Tuesday, April 12, 2011

distractions?

I'm currently busy planning Nick's 30th birthday party.  The truth is that Nick doesn't care of about his birthdays generally speaking.  If it is an excuse to have some fun, he is all good with that, but the actual birthday celebration isn't so important.  I on the other hand love birthdays.  I love to celebrate them and use them as an excuse for an extra good time.  A milestone birthday is an even bigger call for celebration!

So I have busied myself over the last few weeks planning for the big party for Nick.  It's been a good distraction for me.  I get to be creative and have tasks to accomplish.

It does bring up the issue for me of overdoing it.  Every day I have to see how much energy I have (usually directly related to how much sleep I got the night before) and then decide what I can accomplish.  Usually I have at least one thing scheduled already.  The last several days I've been pretty scheduled and then had additional things come up that have made the days long.  Today was supposed to be an easy day, but an unexpected two hour visit to the bank sort of changed that (more on that tomorrow- it was a good thing I promise).

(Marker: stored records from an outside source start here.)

PR #625, opened 2018-09-20
Add Introduction to Business

RoyEJohnson:


RoyEJohnson:
[Add Introduction to Business to Accounts for Faculty Verification](https://trello.com/c/kmOHdR2h/909-add-introduction-to-business-to-accounts-for-faculty-verification)

config/app.yml
```diff
@@ -59,6 +59,9 @@ defaults: &defaults
     economics:
       title: Principles of Economics
       sf: Economics
+    introduction_to_business:
```
edwoodward: Since this same info is in the CMS, it seems like we should be pulling it from there. I'll create a card.

PR #630, opened 2018-10-02
Add role to fields in Salesforce lead

RoyEJohnson:


RoyEJohnson:
[Add roles to faculty verification form leads](https://trello.com/c/cOPmkWIK/804-add-roles-to-faculty-verification-form-leads)

app/routines/push_salesforce_lead.rb
```diff
@@ -37,7 +37,8 @@ def exec(user:, email: nil, role:, phone_number:, school:, num_students:,
       adoption_status: using_openstax,
       num_students: num_students.to_i,
       os_accounts_id: user.id,
-      application_source: source_application.try(:lead_application_source) || ''
+      application_source: source_application.try(:lead_application_source) || '',
+      role: role
```
Dantemss: Hmm will salesforce accept the exact same roles that accounts accepts (things like instructor, administrator, librarian, student, other)? Otherwise you will need to do some role translation here.

Dantemss: You will also need to get the openstax_salesforce PR merged and released then do a `bundle update openstax_salesforce` and commit Gemfile.lock.

Dantemss: OK I checked the salesforce sandbox and it seems like it would accept the same values that accounts uses for role. In this case the only thing left to do is to `bundle update openstax_salesforce` to get the newest version (You should see version `2.1.0` which I just released and includes your PR to add the role field)

RoyEJohnson: Updated and committed

PR #632, opened 2018-10-11
Update faculty verification form

RoyEJohnson:
As far as I can tell, this is working properly. But I cannot verify what Salesforce is receiving.

Also it looks like I need to update about 100 tests.


RoyEJohnson:
I'm going to split this into two PRs: one that lays the groundwork without changing the app, and the other where all the substantive changes are.

PR #633, opened 2018-10-25
Properly expire SSO cookie on logout

mwharrison:


mwharrison:
Fixed with help from @Dantemss, see https://openstax.slack.com/archives/C6NRD0CCQ/p1540418762000100 for details.

PR #244, opened 2017-07-21
Fix mismatched tags warnings under clang.

waywardmonkeys:
Clang issues a warning when forward declarations don't match the
actual declaration about whether something is a struct or class.


jtran56:
Filed as internal issue #148978.

PR #245, opened 2017-07-21
Fix warnings about missing 'override'.

waywardmonkeys:
When some declarations in a class use 'override' but not all virtual
methods do, clang issues a warning.


jtran56:
Filed as internal issue #148979.

PR #246, opened 2017-07-21
_ExpandSymlinks is only used on Windows, so only build it there.

waywardmonkeys:
This fixes a warning when building on macOS.


jtran56:
Filed as internal issue #148980.

PR #247, opened 2017-07-21
Use enum of correct type for comparing geom style.

waywardmonkeys:
This fixes a warning when building on macOS.


jtran56:
Filed as internal issue #148981.

c64kernal:
Thanks very much, Bruce!  We caught this one a few days ago, the fix should be pushed up soon.

sunyab:
This was fixed as part of commit 92cd4ba4e8d031af786cc5d59a053cb02c126a3c, so I'm going to close this out. Thanks again!

PR #249, opened 2017-07-21
Remove unused private field: _fileBufferSize.

waywardmonkeys:
This fixes a warning about an unused private field on the class.


jtran56:
Filed as internal issue #148983.

PR #250, opened 2017-07-21
Remove unused malloc hook functions on non-Linux platforms.

waywardmonkeys:
This code is only used on Linux, so only build it there.


jtran56:
Filed as internal issue #148984.

PR #251, opened 2017-07-23
HdChangeTracker const correctness improvements.

waywardmonkeys:
This makes a few more methods `const` so that a reference to
the change tracker in the render pass code can also be `const`.


jtran56:
Filed as internal issue #149040.

PR #252, opened 2017-07-26
Export and install pxrTargets.cmake.

fabal:
### Description of Change(s)
Since v0.7.6 usd cmake's targets are not exported anymore. Was this intended? We're relying on this at the moment.
Cheers.
### Fixes Issue(s)
-

### DIFF
--- a/cmake/macros/Private.cmake
+++ b/cmake/macros/Private.cmake
@@ -1299,13 +1299,29 @@ function(_pxr_library NAME)
     #
 
     if(NOT isObject)
-        install(
-            TARGETS ${NAME}
-            LIBRARY DESTINATION ${libInstallPrefix}
-            ARCHIVE DESTINATION ${libInstallPrefix}
-            RUNTIME DESTINATION ${libInstallPrefix}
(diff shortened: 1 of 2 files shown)


jtran56:
Filed as internal issue #149132.

sunyab:
Hi @fabal, sorry for the trouble and thanks for the pull request! The change to remove the targets was intentional since we couldn't generate the same file for the monolithic build, but we think your change is a better idea.

I noticed that your change doesn't restore the code that installs the pxrTargets.cmake file in pxr/CMakeLists.txt ([diff here](https://github.com/PixarAnimationStudios/USD/commit/3598908bcd6307cb0a6ca0f78657bf4563152b33#diff-ac4b93e42562fe6a5b8f3ca7367fa440)). So with your change, the export file will be generated but not installed. Was that intentional? It seems like we ought to bring that back too, with the same guards as in Private.cmake.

Always in the back of my mind I think "is it okay that I didn't nap today" or "will this put me at risk to get sick" or other similar thoughts.  My social worker tells me not to worry about it, that it is better to push past the fatigue.  I think on Monday I will have a heart to heart with my oncologist about this very topic.  If my labs and everything still look good, I suspect she will agree with my social worker.  But having never had cancer before- I wouldn't know! =)

Regardless, I'm doing well.  I'm confident the tumor is continuing to shrink just like it did after the first treatment.  I can really feel the difference this time with full confidence.  So, truthfully, nothing else matters!